State Lawmakers Study Gaming Expansion

By: Whitney Ray Email
By: Whitney Ray Email

It’s a classroom of sorts. The students, members of the Senate Committee on Gaming. The teachers, lobbyists for some of the largest casinos in the world. State lawmakers have promised to spend the year studying gaming, to avoid going all-in on an expansion without all the details.

Vice Chairman of the Senate Gaming Committee Maria Sachs says the issue needs to be explored in depth.

“We as a state need to make sure that we have thoroughly vetted it before we reach any decisions,” said Sachs.

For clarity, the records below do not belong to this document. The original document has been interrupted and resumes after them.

PR #6246, opened 2024-03-14
Revert "builtin.ts: treat EXAMPLES_PATH as relative to app root."

katrinafyi:
Reverts compiler-explorer/compiler-explorer#6237.

This PR broke the recommended `make run` workflow. When using `make run`, the dist folder does not contain the needed resources.

### DIFF
--- a/lib/sources/builtin.ts
+++ b/lib/sources/builtin.ts
@@ -26,12 +26,11 @@ import fs from 'fs';
 import fsp from 'fs/promises';
 import path from 'path';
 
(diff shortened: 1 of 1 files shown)


mattgodbolt:
Sorry I missed this in the review; merigng now. thanks for your quick response (and apologies for my slow reply!)

katrinafyi:
It is always the seemingly-simple changes that cause problems! In any case, I will be more careful next time. Thanks again for your help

Despite the small odds for gaming legislation this year, mega casino organizers and their opponents aren’t taking any chances. They’re here at the state capitol making their cases.

John Sowinski, President of No Casinos.org, isn’t taking anything for granted.

“You have to be on guard always. We have to vigilant always because if the other side sees and opportunity they will seize it,” said Sowinski.

But it’s not just anti-gaming groups opposing an expansion. The Seminole Indians, which operated seven Florida casinos, are also in opposition. They worry new mega casinos would cut their profits.

And they have good reason to be afraid. Genting Malaysia, the largest casino corporation in the world, spent 300 million dollars for prime land in Miami. Now they just need the go ahead from state lawmakers to build this mega casino.

The Seminole Indian Tribe and state lawmakers reached an agreement in 2009, giving the tribe exclusive rights to Blackjack and other Vegas-style games. The deal expires in two years.